WT024 - MASS TOURISM

The weather was definitely not on our side the whole three days we spent in the Ha Long Bay area, but nevertheless you cannot escape its beauty. We rented a motorbike close to the ferry terminal Bến phà Tuần Châu, and then took the local ferry to the Cat Ba Island. The connection is one of the best, because it goes through many of the inhabited islands, but it's almost unknown to tourists that usually book full-day-tours with local agencies and pay probably five times more. The ferry departs between 3 to 5 times a day, depending on the season, and takes about 45 min to reach the other side.

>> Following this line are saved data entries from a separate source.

PR #1503, opened 2024-11-04
Ensure `bitset_handler` tests run in GitHub Actions workflow and remove usages of `BytesDType`

### LINKED ISSUE #1501: Tests in `tests/bitset_handler` not currently being run in GitHub Actions workflow
The tests in the modules in `tests/bitset_handler` added in #1448 are not currently being run in the tests GitHub Action workflow as that is currently set up as a matrix job over the test files found by the following logic

https://github.com/UCL/TLOmodel/blob/8f22e78386cc5b34dc6c4876587b4a6e03a64b6a/.github/workflows/tests.yml#L48-L56

that is all files matching the pattern `tests/test_*.py`. As the files in `tests/bitset_handler` do not match this pattern they are not picked up and so the tests not run.

### LINKED ISSUE #1502: Tests in `tests/bitset_handler` fail with NumPy v1.24.4
@mnjowe found that the test modules in `tests/bitset_handler` added in #1448 fail when run with NumPy v1.24.4 (which is what we currently specify our requirements) with an error

```
tests/bitset_handler/conftest.py:14: in <module>
    from numpy.dtypes import BytesDType  # pylint: disable=E0611
ModuleNotFoundError: No module named 'numpy.dtypes'
```

but do run correctly in a local environment with NumPy v1.26.4 installed. 

This is currently not being picked up by tests workflow because of #1501.

We need to either remove the offending import (should be possibly as I think it's just used for type hints) or change our specified NumPy minimum version.

matt-graham:
Resolves #1501 and resolves #1502.

Avoids import of `BytesDType` from `numpy.dtypes` (which is not available in `numpy==1.24.4` which is what we currently pin at) and also updates construction of matrix of test files in tests workflow to also include test modules under subdirectories in `tests`. Also makes a couple of regex strings raw string literals to avoid warnings about unrecognised character escapes.

### DIFF
--- a/.github/workflows/tests.yml
+++ b/.github/workflows/tests.yml
@@ -46,9 +46,10 @@ jobs:
         name: Set matrix
         run: |
           set -e
+          shopt -s globstar
           # Find all test files and generate their list in JSON format
           VAR_FILES="{\"include\":["
-          for file in tests/test_*.py; do
+          for file in tests/**/test_*.py; do
               VAR_FILES="${VAR_FILES}{\"file\":\"${file}\"},"
           done
           VAR_FILES="${VAR_FILES}]}"
--- a/src/tlo/bitset_handler/bitset_extension.py
+++ b/src/tlo/bitset_handler/bitset_extension.py
@@ -19,7 +19,6 @@ from typing import (
 
 import numpy as np
 import pandas as pd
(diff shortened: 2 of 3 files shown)


tamuri (approved):

mnjowe:
Thanks @matt-graham. I think with your changes I should be okay reverting to Numpy v1.24.4 then.

PR #1508, opened 2024-11-07
Convert excel files to csv files. Joe's modules

mnjowe:
Converting all excel files to CSV files. Joe's modules


joehcollins:
@mnjowe - i've just deleted some of the old parameter files which are no longer needed and pushed the changes. (sorry didnt mean to use such an uninformative comit name).

Additionally- does this same process need to happen for `pregnancy_supervisor.py`?

joehcollins:
@EvaJanouskova - have requested your review of this as the updates for the contraception parameter files are also in this branch.

mnjowe:
> @mnjowe - i've just deleted some of the old parameter files which are no longer needed and pushed the changes. (sorry didnt mean to use such an uninformative comit name).
> 
> Additionally- does this same process need to happen for `pregnancy_supervisor.py`?

Absolutely right Joe. That Excel file needs to be converted using same method. Can you also remind me any of your modules you feel are using excel files but not included in this PR?

joehcollins (approved):
Great thanks @mnjowe - this looks all good to me!

EvaJanouskova:
@timcolbourn, I wonder, if we won't loose some useful information this way. Because in csv files you don't see where the numbers are coming from, shouldn't the csv files also contain the information on what is the origin of the numbers?

For example, values in the column `r_init1_age` (B2-B36) in the `Initiation_ByAge.csv` is based on the `proportion relative change compared to average` values (E8-E42) from `DELETE_Initiation1_by_age.csv`. Should be such information stored in the `Initiation_ByAge.csv`, or?

If so, I would also suggest to update the names of the files with calculations to smt like CALC_ instead of DELETE_.

EvaJanouskova:
> @timcolbourn, I wonder, if we won't loose some useful information this way. Because in csv files you don't see where the numbers are coming from, shouldn't the csv files also contain the information on what is the origin of the numbers?
> 
> For example, values in the column `r_init1_age` (B2-B36) in the `Initiation_ByAge.csv` is based on the `proportion relative change compared to average` values (E8-E42) from `DELETE_Initiation1_by_age.csv`. Should be such information stored in the `Initiation_ByAge.csv`, or?
> 
> If so, I would also suggest to update the names of the files with calculations to smt like CALC_ instead of DELETE_.

@timcolbourn, I went through all the CSVs (converted from the `ResourceFile_Contraception` sheets) and beside the sheets starting with DELETE_, or DEL_, we also don't use the `contraception_failure_discont` sheet. All these CSVs can be deleted. And if you like to have backup of the calculations of the data included in the CSVs we are using, the original spreadsheet could be saved on OneDrive, and that's it. What do you think?

@mnjowe, Are you happy to do all of that (delete the CSVs, and save the original `ResourceFile_Contraception` spreadsheet on OneDrive)? Or do you need me to do any of that?

tamuri:
@mnjowe - please action Eva's comments.

Once that's done, please request review from @EvaJanouskova - she need to approve before this can be merged.

mnjowe:
original contraception excel file moved to sharepoint [here](https://imperiallondon.sharepoint.com/:x:/r/sites/tlomodel-WP/Shared%20Documents/08%20-%20Archive/Excel%20files%20converted%20to%20CSV/[ResourceFile_Contraception.xlsx](https://imperiallondon.sharepoint.com/:x:/r/sites/tlomodel-WP/Shared%20Documents/08%20-%20Archive/Excel%20files%20converted%20to%20CSV/ResourceFile_Contraception.xlsx?d=w700fadc1715543f68f45f05598e7b780&csf=1&web=1&e=XvveUr)?d=w700fadc1715543f68f45f05598e7b780&csf=1&web=1&e=XvveUr)

EvaJanouskova (approved):
Seems good to me @mnjowe. Thanks!

PR #1510, opened 2024-11-11
Log Consumables That are Assumed to Be Used

### LINKED ISSUE #1505: Consumables consumption double-counting
Are we over-counting use of consumables in the following scenario (common in contraception module)....

1- HSI runs, requests consumables A and B. A is available, B is not. Consumption of B is logged.
2- HSI not successful so is rescheduled.
3- HSI runs again and request consumables A and B. Consumption of A and B is logged.

Thus, we have counted use of B twice, when in fact the delivery of the service requires only one item of A and one item of B.

We could overcome this by making the initial check without there being any logging, and only logging usage if all (essential) available (when the service is actually provided).

(cc @sakshimohan )

tdm32:
Fixes #1505

PR creates a new entry in the consumables logger which records only those consumables used. This uses the logic that if all requested item_codes are available, then the HSI will run and the items will be used. The availability check only requires essential item_codes, any available optional_item_codes are logged only if the essential item_codes are all available.

### DIFF
--- a/src/scripts/hiv/projections_jan2023/analysis_logged_deviance.py
+++ b/src/scripts/hiv/projections_jan2023/analysis_logged_deviance.py
@@ -34,8 +34,8 @@ resourcefilepath = Path("./resources")
 
 # %% Run the simulation
 start_date = Date(2010, 1, 1)
-end_date = Date(2015, 1, 1)
-popsize = 2000
+end_date = Date(2022, 1, 1)
+popsize = 5000
 
 # scenario = 1
 
@@ -46,12 +46,12 @@ log_config = {
     "custom_levels": {
         "*": logging.WARNING,
         # "tlo.methods.deviance_measure": logging.INFO,
-        "tlo.methods.epi": logging.INFO,
+        # "tlo.methods.epi": logging.INFO,
         "tlo.methods.hiv": logging.INFO,
         "tlo.methods.tb": logging.INFO,
         "tlo.methods.demography": logging.INFO,
         # "tlo.methods.demography.detail": logging.WARNING,
-        "tlo.methods.healthsystem.summary": logging.INFO,
+        # "tlo.methods.healthsystem.summary": logging.INFO,
         # "tlo.methods.healthsystem": logging.INFO,
         # "tlo.methods.healthburden": logging.INFO,
     },
--- a/src/scripts/hiv/projections_jan2023/analysis_logged_deviance.py
+++ b/src/scripts/hiv/projections_jan2023/analysis_logged_deviance.py
@@ -34,8 +34,8 @@ resourcefilepath = Path("./resources")
 
 # %% Run the simulation
 start_date = Date(2010, 1, 1)
-end_date = Date(2022, 1, 1)
-popsize = 5000
+end_date = Date(2015, 1, 1)
+popsize = 2000
 
 # scenario = 1
 
@@ -46,12 +46,12 @@ log_config = {
     "custom_levels": {
         "*": logging.WARNING,
         # "tlo.methods.deviance_measure": logging.INFO,
-        # "tlo.methods.epi": logging.INFO,
+        "tlo.methods.epi": logging.INFO,
         "tlo.methods.hiv": logging.INFO,
         "tlo.methods.tb": logging.INFO,
         "tlo.methods.demography": logging.INFO,
         # "tlo.methods.demography.detail": logging.WARNING,
-        # "tlo.methods.healthsystem.summary": logging.INFO,
+        "tlo.methods.healthsystem.summary": logging.INFO,
         # "tlo.methods.healthsystem": logging.INFO,
         # "tlo.methods.healthburden": logging.INFO,
     },
--- a/src/tlo/methods/consumables.py
+++ b/src/tlo/methods/consumables.py
@@ -240,7 +240,7 @@ class Consumables:
                     'TREATMENT_ID': treatment_id or "",
                     'Item_Available': str(items_available),
                     'Item_NotAvailable': str(items_not_available),
-                    'Items_Used': str(items_used),
+                    'Item_Used': str(items_used),
                 },
                 description="Record of requested and used consumable items."
             )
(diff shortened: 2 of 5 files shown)


src/scripts/hiv/projections_jan2023/analysis_logged_deviance.py
tbhallett, line 1: roll back this file!

src/tlo/methods/consumables.py
```diff
@@ -208,35 +209,44 @@ def _request_consumables(self,
...
+                key='Consumables',
+                data={
+                    'TREATMENT_ID': treatment_id or "",
+                    'Item_Available': str(items_available),
+                    'Item_NotAvailable': str(items_not_available),
+                    'Items_Used': str(items_used),
+                },
+                description="Record of requested and used consumable items."
+            )
+            self._summary_counter.record_availability(items_available, items_not_available, items_used)
```
tbhallett, line 249:
```suggestion
            self._summary_counter.record_availability(
            items_available=items_available, 
            items_not_available=items_not_available, 
            items_used=items_used,
            )
```

src/tlo/methods/consumables.py
```diff
@@ -208,35 +209,44 @@ def _request_consumables(self,
...
-            self._summary_counter.record_availability(items_available=items_available,
-                                                      items_not_available=items_not_available)
+            items_available = {k: v for k, v in _all_item_codes.items() if available[k]}
+            items_not_available = {k: v for k, v in _all_item_codes.items() if not available[k]}
+
+            # Log items used if all essential items are available
+            items_used = {
+                **{k: v for k, v in item_codes.items() if available[k]},
+                **{k: v for k, v in optional_item_codes.items() if available[k]}
+            } if all(available.get(k, False) for k in item_codes) else {}
```
tbhallett, line 237:
```suggestion
            items_used = items_available if all(available.get(k, False) for k in item_codes) else {}
```

src/tlo/methods/consumables.py
```diff
@@ -200,6 +200,7 @@ def _determine_default_return_value(cons_availability, default_return_value):
     def _request_consumables(self,
                              facility_info: 'FacilityInfo',  # noqa: F821
                              item_codes: dict,
```
tbhallett, line 202: to be explicit shall we rename this kwarg "essential_item_codes"

src/tlo/methods/consumables.py
```diff
@@ -200,6 +200,7 @@ def _determine_default_return_value(cons_availability, default_return_value):
...
+                             optional_item_codes: Optional[dict],
```
tbhallett, line 203: the type hint says Optional but no default is provided. I think it's good to make it optional though, and this avoids then having to make changes to the test.

```suggestion
                             optional_item_codes: Optional[dict] = None,
```

... and then inside the function

```optional_item_codes = dict() if optional_item_codes is None```

File: tests/test_consumables.py
Comment (tbhallett) [inline tests/test_consumables.py:1]: see comment in Consumables.py: if we have default for kwarg `optional_item_codes` we could avoid these changes.

**Review by tbhallett — CHANGES_REQUESTED** [review]
Nicely done @tdm32 --- this looks like it's doing the job to me!

See some small changes and one thing on the core part of the logic.

Have you done any trial runs / test to make sure it's all behaving?

Should we add a test formally?

File: src/scripts/hiv/projections_jan2023/analysis_logged_deviance.py
Comment (tdm32) [reply src/scripts/hiv/projections_jan2023/analysis_logged_deviance.py:1]: done

File: src/tlo/methods/consumables.py (hunk 3 above)
Comment (tdm32) [reply src/tlo/methods/consumables.py:202]: done

File: tests/test_consumables.py
Comment (tdm32) [reply tests/test_consumables.py:1]: great, I've removed the optional_item_codes from the tests and updated the kwarg to essential_item_codes to make it explicit which items we include in this

**Comment by tdm32** [comment]
> Nicely done @tdm32 --- this looks like it's doing the job to me!
> 
> See some small changes and one thing on the core part of the logic.
> 
> Have you done any trial runs / test to make sure it's all behaving?
> 
> Should we add a test formally?

Thanks @tbhallett. I've made the requested changes and added a test

File: src/tlo/methods/consumables.py [hunk 5]
```diff
@@ -208,35 +209,45 @@ def _request_consumables(self,
...
-                        )
-
-            self._summary_counter.record_availability(items_available=items_available,
-                                                      items_not_available=items_not_available)
+            items_available = {k: v for k, v in _all_item_codes.items() if available[k]}
+            items_not_available = {k: v for k, v in _all_item_codes.items() if not available[k]}
+
+            # Log items used if all essential items are available
+            items_used = items_available if all(available.get(k, False) for k in item_codes) else {}
+
```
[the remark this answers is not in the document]
tdm32: There's now also a test which has zero availability for an optional item, but the essential items are still logged as 'Used' so I think it's working...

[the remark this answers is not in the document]
joehcollins: Ok great!! My mistake - i read this as only used if all were available

tbhallett:
Thanks very much @tdm32  -- all looks really good to me.

I see one failing test, but that looks like a simple one to fix: just add the name the new logging key in `test_two_loggers_in_healthsystem`.

EvaJanouskova:
@tdm32, And also add assert similar to what is for Item_Available and Item_NotAvailable, see below the comment line in the test_two_loggers_in_healthsystem:
#  - Consumables (total over entire period of log that are available / not available)  # add _Item_

EvaJanouskova:
It seems good, that is what I imagined as the simpler version, which is nice as ntg has to be changed for the consumables stock-outs graphs. My only concern was that it may add more lines in logging, than the solution I was suggesting. But I didn't test how much difference it would do, hence I think this smooth solution is fine. Good work @tdm32!

tdm32:
> Thanks very much @tdm32 -- all looks really good to me.
> 
> I see one failing test, but that looks like a simple one to fix: just add the name the new logging key in `test_two_loggers_in_healthsystem`.

This is fixed now

tdm32:
> @tdm32, And also add assert similar to what is for Item_Available and Item_NotAvailable, see below the comment line in the test_two_loggers_in_healthsystem: `# - Consumables (total over entire period of log that are available / not available) # add _Item_`

This is done now

tbhallett (approved):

On the island, we preferred to stay away from the main town and book a place called Central Backpackers Hostel. Since we had a bike we were able to move back and forth and when necessary go to town for some shopping. It was the perfect decision. The hostel allowed us to relax and even though we didn't enjoy any of the day-trips they had to offer, we experienced a family-like Vietnamese meal. Cat Ba is slowly being destroyed by the mass of tourism in the recent years. Also talking against myself, the high demand on accommodation and activities is simply putting to much pressure on the local life. Beaches are being closed to give space to new private resorts, example of the Cat Ba 1, 2 and 3. Tons of cruises and ferry boats fill the harbours awaiting the arrival of more and more tourists. Outside the city and ports, climbing is the sport that bring many travellers to the island. Secret hideouts still exist for them and are only reachable with motorbike, like the Butterfly Valley. In fact, if you don't have a way to move around, the island is even more boring and not worth the time.


The one place I found interesting was the Cannon Fort, which offers a chance to see the old bunkers and helicopter landing stations used against the French and American troops. Built in 1942 by the french, atop the hill at 177m height above the sea level, this historic relic had the function to protect Vietnam's sea area. The Fort was also used in the defense of Haiphong during the Vietnam War. Its jungle-clad hills offer astonishing panoramas over the dozens of fishing boats in the harbour and out to the sea beyond.


Note: I would avoid completely this place in the next years.